Because of this anomaly the state prosecutors insisted on charging the indictees not just with murder, but with the more heinous crime of treason. Conspirators to treason could, under Habsburg law, face the death sentence, whereas conspirators to murder could receive nothing harsher than a life sentence. By opting for a treason charge, prosecutors ensured that those aged twenty or over, proven to have been centrally involved in the conspiracy, would hang. This way, at least someone would die to avenge the life of the Archduke.

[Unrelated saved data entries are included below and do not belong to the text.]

PR #1172, opened 2015-05-26
Update work action menu with transfer link.

grosscol:
Update new transfers view for GenericWork.
Update locales strings for transfers of works
Move routes for transfers from GenericFile to GenericWork
Update proxy deposit routes spec for GenericWorks.
Add ownership transfer feature specs for Works.
Refactor Transfer Work Action link_to as block.

### DIFF
--- a/app/views/my/_work_action_menu.html.erb
+++ b/app/views/my/_work_action_menu.html.erb
@@ -28,13 +28,11 @@
         <span> TODO: Highlight Work on Profile </span>
       <% end %>
     </li>
-
     <li role="menuitem" tabindex="-1">
-      <%= link_to('#') do %>
-        <i class="glyphicon glyphicon-transfer" aria-hidden="true"></i>
-        <span> TODO: Transfer Ownership of Work </span>
+      <%= link_to( sufia.new_generic_work_transfer_path(document.id), class: 'itemicon itemtransfer', title: 'Transfer Ownership of Work') do %>
+        <i aria-hidden="true" class='glyphicon glyphicon-transfer'></i>
+        <span> Transfer Ownership of Work </span>
       <% end %>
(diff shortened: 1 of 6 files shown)


app/views/my/_work_action_menu.html.erb
```diff
@@ -28,13 +28,13 @@
         <span> TODO: Highlight Work on Profile </span>
       <% end %>
     </li>
-
     <li role="menuitem" tabindex="-1">
-      <%= link_to('#') do %>
-        <i class="glyphicon glyphicon-transfer" aria-hidden="true"></i>
-        <span> TODO: Transfer Ownership of Work </span>
+      <% gw = document.to_model %>
```
cam156: @grosscol Do we need the to_model here?  That requires the work being loaded from fedora.

spec/features/ownership_transfer_spec.rb
```diff
@@ -32,32 +32,66 @@
...
       context 'If the new owner accepts it' do
-      pending 'The transfer option is not available' do
-        fail
-      end
+        before do
+          new_owner.proxy_deposit_requests.last.transfer!
+          user_utility_toggle.click
+          click_link 'transfer requests'
+        end
+        specify 'I should see it was accepted' do
```
cam156: @grosscol is there a reason you are using specify here and it above?

grosscol: Probably the flavor that came along with the copy pasta.  Correcting specify calls to it calls.

app/views/my/_work_action_menu.html.erb
grosscol: @cam156 It does not appear that the model is required.  Removing.

PR #1173, opened 2015-05-28
Adding Jasmine for testing java script and a few small tests

cam156:
I intentionally made this two commits to show what code was created by jasmine and what code I added after the fact.

Jasmine is a testing suite for javascript (https://github.com/jasmine/jasmine-gem).  I have integrated it in with the spec tests within sufia in this PR, so no additional steps are needed by the developer or Travis to run the jasmine tests (https://github.com/psu-stewardship/sufia/blob/jasmine/spec/javascripts/jasmine_spec.rb).

Here's an example of a spec: https://github.com/psu-stewardship/sufia/blob/jasmine/spec/javascripts/notify_update_link_spec.js

Any additional *spec.js files in the spec/javascript directory will be picked up by jasmine and run in the future.

When rspec is run the jasmine rake task is started (rake jasmine:ci).  If there are no failures the test passes.  If there are failures the output from jasmine is reported and the test fails.

### DIFF
--- a/spec/javascripts/helpers/jasmine-jquery.js
+++ b/spec/javascripts/helpers/jasmine-jquery.js
@@ -1,0 +1,832 @@
+/*!
+Jasmine-jQuery: a set of jQuery helpers for Jasmine tests.
+
+Version 2.0.7
+
+https://github.com/velesin/jasmine-jquery
+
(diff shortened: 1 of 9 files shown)


jcoyne:
:+1:

PR #1175, opened 2015-06-01
Moving where the edit permissions are so that the my controller will …

### LINKED ISSUE #1061: Determine why the discovery permissions set in the my_controller_behavior have no affect on blacklight
Why does blacklight now ignore the discovery_permissions set here:
https://github.com/projecthydra/sufia/blob/master/app/controllers/concerns/sufia/my_controller_behavior.rb#L59-L62

I have a feeling that it is related to the new search builder architecture and that needs to be set at the search builder level.  

I did some crazy overrides in ScholarSphere to get us into production: https://github.com/psu-stewardship/scholarsphere/commit/28287c1c8637178e99c6a7a8fdfca4aa5fbee1f6

I doubt this would be the recommended course

cam156:
…filter for only items I have edit access to.  fixes #1061

### DIFF
--- a/app/search_builders/sufia/my_search_builder_behavior.rb
+++ b/app/search_builders/sufia/my_search_builder_behavior.rb
@@ -1,0 +1,20 @@
+# Behavior for the my controller search builder to allow the my controller to only get access to
+# items I have edit access to.
+#
+# Separating as a behavior allows for easier overriding of the gem behavior.
+module Sufia::MySearchBuilderBehavior
+  extend ActiveSupport::Concern
+
+  included do
+    include Blacklight::Solr::SearchBuilderBehavior
+  end
+
+  include Hydra::AccessControlsEnforcement
+  include Sufia::SearchBuilder
+
+  # show only files with edit permissions in lib/hydra/access_controls_enforcement.rb apply_gated_discovery
+  def discovery_permissions
+    ["edit"]
+  end
+
+end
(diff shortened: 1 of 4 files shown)


app/search_builders/sufia/my_search_builder_behavior.rb
```diff
@@ -0,0 +1,14 @@
...
+#
+# Separating as a behavior allows for easier overriding of the gem behavior.
+module Sufia::MySearchBuilderBehavior
+  include Blacklight::Solr::SearchBuilderBehavior
+  include Hydra::AccessControlsEnforcement
+  include Sufia::SearchBuilder
+
+  # show only files with edit permissions in lib/hydra/access_controls_enforcement.rb apply_gated_discovery
+  def discovery_permissions
+    @discovery_permissions = ["edit"]
```
jcoyne: What's the point of the ivar?

cam156: @jcoyne I was matching up with how the behavior works in hydra-access-controls. https://github.com/projecthydra/hydra-head/blob/master/hydra-access-controls/lib/hydra/access_controls_enforcement.rb#L81

jcoyne: But that only sets the ivar if it's not already set (default value). There's also a setter for discovery_permissions in there, which allows you to change the value of the ivar. In the class you provided, I think the ivar is unnecessary.

cam156: @jcoyne ok I changed it to remove it.

jcoyne: It doesn't appear that the change got pushed.

PR #73, opened 2023-03-24
Add include-what-you-use test for public headers

urbasus:
For each public header a test is added to see whether it can be compiled into a pre-compiled header. Success indicates the header includes all the necessary headers.

Headers missing includes have been fixed.

Testing added to phony "test" target.

Dependency generation included.

### DIFF
--- a/src/cyw43_spi.h
+++ b/src/cyw43_spi.h
@@ -34,6 +34,11 @@
 #ifndef CYW43_INCLUDED_CYW43_SPI_H
 #define CYW43_INCLUDED_CYW43_SPI_H
 
+#include "cyw43_internal.h"
+
+#include <stdint.h>
+#include <stddef.h>
+
 // Test register value
 #define TEST_PATTERN 0xFEEDBEADu
 
--- a/tests/sdio/Makefile
+++ b/tests/sdio/Makefile
@@ -48,10 +48,32 @@ $(OBJ): | $(OBJ_DIRS)
 $(OBJ_DIRS):
 	$(MKDIR) -p $@
 
+# "Include-what-you-use"-test compilation for public headers
+PUBLIC_HEADER := \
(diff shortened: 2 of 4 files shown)


src/cyw43_spi.h
```diff
@@ -34,6 +34,11 @@
 #ifndef CYW43_INCLUDED_CYW43_SPI_H
 #define CYW43_INCLUDED_CYW43_SPI_H
 
+#include "cyw43_internal.h"
```
dpgeorge, line 37: That seems strange that a public header needs to include an internal header... need to think about this some more.

tests/sdio/Makefile
```diff
@@ -48,10 +48,32 @@ $(OBJ): | $(OBJ_DIRS)
...
+
+PUBLIC_HEADER_GCH := $(patsubst %,$(BUILD)/%.gch,$(PUBLIC_HEADER))
+
+# Static pattern rule testing header compilation by making a pre-compiled header of each
+$(PUBLIC_HEADER_GCH): $(BUILD)/%.h.gch: %.h
+# Pass -Wno-pedantic to suppress "empty translation unit" errors
+	$(CC) $(CFLAGS) -Wno-pedantic -c $< -o $@
+
+# Add to phony test target trigger
+test: $(PUBLIC_HEADER_GCH)
```
dpgeorge, line 70: Can we move this header test (pre-compiled headers) to a completely separate test?  Eg `tests/headers`/?

src/cyw43_spi.h
urbasus: > That seems strange that a public header needs to include an internal header... need to think about this some more.

Agreed. The supposedly internal cyw43_int_t in the supposedly public API makes for a visibilty mismatch.

I'll handle the other remarks in the meantime.

PR #75, opened 2023-05-02
cyw43_ctrl.c: Use port-defined extint_set and GPIO IT constants.

iabdalkader:
The `extint_set` function and `GPIO_IT_` constants are only defined for the `stm32` port. To improve the portability of the host-wake/OOB mode, those names are replaced with `CYW43_` constants to be defined in ports `cyw43_configport.h`files, when they're used.

NOTE this is a breaking change which will require updating at least the `stm32/cyw43_configport.h` file.


iabdalkader:
Oh I see this change has already been made! closing.

dpgeorge:
Yep!  I also noticed this and fixed it just before the v1.0.0 release of this driver (and corresponding v1.20.0 MP released).

PR #81, opened 2023-06-21
Fix get_stas() bug

heeres:
- cyw43_ll_wifi_ap_get_stas does not perform checks on the return value of cyw43_get_ioctl. On error (e.g. timeout), invalid num_stas values can be used in the following memcpy call, leading to crashes
- cyw43_ll_wifi_ap_get_stas now returns the return code of cyw43_do_ioctl on error
- Perform bounds checks before using memcpy. This requires the  parameter num_stas to contain the size (in MAC addresses) of the supplied buffer.
- Associated functions in cyw43_ctrl.c set num_stas to 0 on error


dpgeorge:
Thanks for the fix!

PR #83, opened 2023-07-04
Guard cyw43_sdio implementation with #if !CYW43_USE_SPI.

esky-software:
This means the file doesn't have to be excluded from the build if CYW43_USE_SPI is defined.


dpgeorge:
Thanks for the patch!

PR #86, opened 2023-08-02
Update cyw43_country.h

engrzamanimran:
Added Pakistan code.


felixdoerre:
Did you see https://github.com/georgerobotics/cyw43-driver/pull/46? The country codes that are defined should actually be the same list that the firmware supports currently. So just adding a new country code will probably not work.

The trial began at 8.10 a.m. on Monday 12 October 1914 and ran for eleven days. Photographs of the perpetrators being marched into court and sitting together inside the courtroom show Princip at the forefront. Although much shorter than the other prisoners, he dominates the pictures: the sharp Princip family chin prominent, his face whiskery, his eyes defiant. While the other defendants wavered during the hearing, Princip gave testimony that was steadfast and focused, explaining the rage he felt as a Bosnian peasant against the colonial occupiers who kept the rural population in dire conditions, and repeatedly stating his Yugoslav goal of liberating all south Slavs. Some of his co-accused hinted at other motives for taking part in the assassination. One said it was because he was driven by revolutionary socialism, another because he hoped to help Serbs alone, but throughout the hearing Princip consistently said he had acted as a Yugoslav nationalist, not a Serb nationalist.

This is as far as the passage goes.